#### [Dataset excerpts]
+---+

PR #68, opened 2015-10-30
Fixes #10758 - allow execution limiting by permissions

ares:
There are couple of things that has to be solved
* we have to link host of template_invocation somehow
* autocompletion in filters does not work, didn't have time to find why the path is wrong
* if the execution fails we don't display any nice message, in RunHostsJob we just know that sub task failed

### DIFF
--- a/db/migrate/20151215114631_add_host_id_to_template_invocation.rb
+++ b/db/migrate/20151215114631_add_host_id_to_template_invocation.rb
@@ -1,0 +1,29 @@
+class AddHostIdToTemplateInvocation < ActiveRecord::Migration
+  class FakeTemplateInvocation < ActiveRecord::Base
+    set_table_name 'template_invocations'
+  end
+
+  def up
+    add_column :template_invocations, :host_id, :integer
+    add_foreign_key "template_invocations", "hosts", :name => "template_invocations_hosts_id_fk", :column => 'host_id'
+    FakeTemplateInvocation.reset_column_information
+
+    say 'Migrating existing execution locks to explicit relations, this may take a while'
+    FakeTemplateInvocation.all.each do |template_invocation|
+      task = ForemanTasks::Task.for_action_types('Actions::RemoteExecution::RunHostJob').joins(:locks).where(
+        :'foreman_tasks_locks.resource_type' => 'TemplateInvocation',
+        :'foreman_tasks_locks.resource_id' => template_invocation.id).first
+      next if task.nil? # skip invocations from very early versions of remote executions
+      host_id = task.locks.where(:'foreman_tasks_locks.resource_type' => 'Host::Managed').first.resource_id
+      next unless Host.find_by_id(host_id)
+
+      template_invocation.host_id = host_id
+      template_invocation.save!
+    end
+  end
+
+  def down
+    remove_foreign_key "template_invocations", :name => "template_invocations_hosts_id_fk"
+    remove_column :template_invocations, :host_id
+  end
+end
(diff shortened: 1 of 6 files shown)


stbenjam:
> autocompletion in filters does not work, didn't have time to find why the path is wrong

Maybe you'll to override it like Katello does? https://github.com/Katello/katello/blob/master/lib/katello/plugin.rb#L145

ares:
I changed the relation so we can use scoped search for host/hostgroup on TemplateInvocation. Also auto completion now works, index route has to be defined as well, we don't need overrides in this plugin.

iNecas:
[test]

iNecas:
When running migration, I got:

```
undefined method `host_id=' for #<AddHostIdToTemplateInvocation::FakeTemplateInvocation:0x00000009302f60>/home/inecas/Projects/ws/foreman-rex/foreman_remote_execution/db/migrate/20151215114631_add_host_id_to_template_invocation.rb:20:in `block in up'
/home/inecas/Projects/ws/foreman-rex/foreman_remote_execution/db/migrate/20151215114631_add_host_id_to_template_invocation.rb:12:in `each'
/home/inecas/Projects/ws/foreman-rex/foreman_remote_execution/db/migrate/20151215114631_add_host_id_to_template_invocation.rb:12:in `u
```

db/migrate/20151215114631_add_host_id_to_template_invocation.rb
```diff
@@ -0,0 +1,29 @@
+class AddHostIdToTemplateInvocation < ActiveRecord::Migration
+  class FakeTemplateInvocation < ActiveRecord::Base
+    set_table_name 'template_invocations'
+  end
+
+  def up
+    # add_column :template_invocations, :host_id, :integer
```
iNecas: Forgot to uncomment?

iNecas:
What about seeding some pre-defined remote execution role, mainly for documenation purposes - it's not trivial to find out what are all the permissions one needs for making the remote execution for some non-admin user to work

iNecas:
I have this filter on execute_job_template: `host.name = host-1.foreman.test OR host_group.name = allow`, I got the execution allowed for the `host-1`, but not for the host in `allow` host_group

iNecas:
Nm - the last issue was on my side. To wrap the things up, after uncommenting the lines in migration, it works nicely. I would suggest to seed remote execution role with this permissions (this is a minimal set I needed to get it working):

* Job template	view_job_templates	
* Job invocation	view_job_invocations, create_job_invocations	
* Template invocation	execute_template_invocation		
* Host/managed	view_hosts, edit_hosts	
* Smart proxy	view_smart_proxies

iNecas:
Tested and works nicely (after some fixes described above), ACK after the comments are addressed

ares:
I fixed the migration :bug: :hammer: and added two roles, the edit_hosts permissions would be only useful to make checkboxes on host page active, while user can still assign mupltiple hosts using search in invocation form. I think we shouldn't add this permission to the role. The reason is editing hosts would be too powerful (changing IP to get to different host etc). Otherwise I got the same permissions set.

Please give it another look and let's see what Mr. Jenkins say.

iNecas:
ACK, APJ

ares:
Rubocop should be happy now

iNecas:
[test] - hitting the "HostIntegrationTest::create new host page.test_0003_enables override of hostgroup defaults" starts to be annoying

ares:
re[test]

iNecas:
The jenkins is pretty false positive right now with the "HostIntegrationTest::create new host page.test_0003_enables override of hostgroup defaults", I'm ok with merging and waiting for it to pass in master

ares:
Merging rebased version, thanks for the review.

+---+

#### [Exercise]
Type out the whole listing above again, exactly as it stands.

#### [Result for this task]
PR #68, opened 2015-10-30
Fixes #10758 - allow execution limiting by permissions

ares:
There are couple of things that has to be solved
* we have to link host of template_invocation somehow
* autocompletion in filters does not work, didn't have time to find why the path is wrong
* if the execution fails we don't display any nice message, in RunHostsJob we just know that sub task failed

### DIFF
--- a/db/migrate/20151215114631_add_host_id_to_template_invocation.rb
+++ b/db/migrate/20151215114631_add_host_id_to_template_invocation.rb
@@ -1,0 +1,29 @@
+class AddHostIdToTemplateInvocation < ActiveRecord::Migration
+  class FakeTemplateInvocation < ActiveRecord::Base
+    set_table_name 'template_invocations'
+  end
+
+  def up
+    add_column :template_invocations, :host_id, :integer
+    add_foreign_key "template_invocations", "hosts", :name => "template_invocations_hosts_id_fk", :column => 'host_id'
+    FakeTemplateInvocation.reset_column_information
+
+    say 'Migrating existing execution locks to explicit relations, this may take a while'
+    FakeTemplateInvocation.all.each do |template_invocation|
+      task = ForemanTasks::Task.for_action_types('Actions::RemoteExecution::RunHostJob').joins(:locks).where(
+        :'foreman_tasks_locks.resource_type' => 'TemplateInvocation',
+        :'foreman_tasks_locks.resource_id' => template_invocation.id).first
+      next if task.nil? # skip invocations from very early versions of remote executions
+      host_id = task.locks.where(:'foreman_tasks_locks.resource_type' => 'Host::Managed').first.resource_id
+      next unless Host.find_by_id(host_id)
+
+      template_invocation.host_id = host_id
+      template_invocation.save!
+    end
+  end
+
+  def down
+    remove_foreign_key "template_invocations", :name => "template_invocations_hosts_id_fk"
+    remove_column :template_invocations, :host_id
+  end
+end
(diff shortened: 1 of 6 files shown)


stbenjam:
> autocompletion in filters does not work, didn't have time to find why the path is wrong

Maybe you'll to override it like Katello does? https://github.com/Katello/katello/blob/master/lib/katello/plugin.rb#L145

ares:
I changed the relation so we can use scoped search for host/hostgroup on TemplateInvocation. Also auto completion now works, index route has to be defined as well, we don't need overrides in this plugin.

iNecas:
[test]

iNecas:
When running migration, I got:

```
undefined method `host_id=' for #<AddHostIdToTemplateInvocation::FakeTemplateInvocation:0x00000009302f60>/home/inecas/Projects/ws/foreman-rex/foreman_remote_execution/db/migrate/20151215114631_add_host_id_to_template_invocation.rb:20:in `block in up'
/home/inecas/Projects/ws/foreman-rex/foreman_remote_execution/db/migrate/20151215114631_add_host_id_to_template_invocation.rb:12:in `each'
/home/inecas/Projects/ws/foreman-rex/foreman_remote_execution/db/migrate/20151215114631_add_host_id_to_template_invocation.rb:12:in `u
```

db/migrate/20151215114631_add_host_id_to_template_invocation.rb
```diff
@@ -0,0 +1,29 @@
+class AddHostIdToTemplateInvocation < ActiveRecord::Migration
+  class FakeTemplateInvocation < ActiveRecord::Base
+    set_table_name 'template_invocations'
+  end
+
+  def up
+    # add_column :template_invocations, :host_id, :integer
```
iNecas: Forgot to uncomment?

iNecas:
What about seeding some pre-defined remote execution role, mainly for documenation purposes - it's not trivial to find out what are all the permissions one needs for making the remote execution for some non-admin user to work

iNecas:
I have this filter on execute_job_template: `host.name = host-1.foreman.test OR host_group.name = allow`, I got the execution allowed for the `host-1`, but not for the host in `allow` host_group

iNecas:
Nm - the last issue was on my side. To wrap the things up, after uncommenting the lines in migration, it works nicely. I would suggest to seed remote execution role with this permissions (this is a minimal set I needed to get it working):

* Job template	view_job_templates	
* Job invocation	view_job_invocations, create_job_invocations	
* Template invocation	execute_template_invocation		
* Host/managed	view_hosts, edit_hosts	
* Smart proxy	view_smart_proxies

iNecas:
Tested and works nicely (after some fixes described above), ACK after the comments are addressed

ares:
I fixed the migration :bug: :hammer: and added two roles, the edit_hosts permissions would be only useful to make checkboxes on host page active, while user can still assign mupltiple hosts using search in invocation form. I think we shouldn't add this permission to the role. The reason is editing hosts would be too powerful (changing IP to get to different host etc). Otherwise I got the same permissions set.

Please give it another look and let's see what Mr. Jenkins say.

iNecas:
ACK, APJ

ares:
Rubocop should be happy now

iNecas:
[test] - hitting the "HostIntegrationTest::create new host page.test_0003_enables override of hostgroup defaults" starts to be annoying

ares:
re[test]

iNecas:
The jenkins is pretty false positive right now with the "HostIntegrationTest::create new host page.test_0003_enables override of hostgroup defaults", I'm ok with merging and waiting for it to pass in master

ares:
Merging rebased version, thanks for the review.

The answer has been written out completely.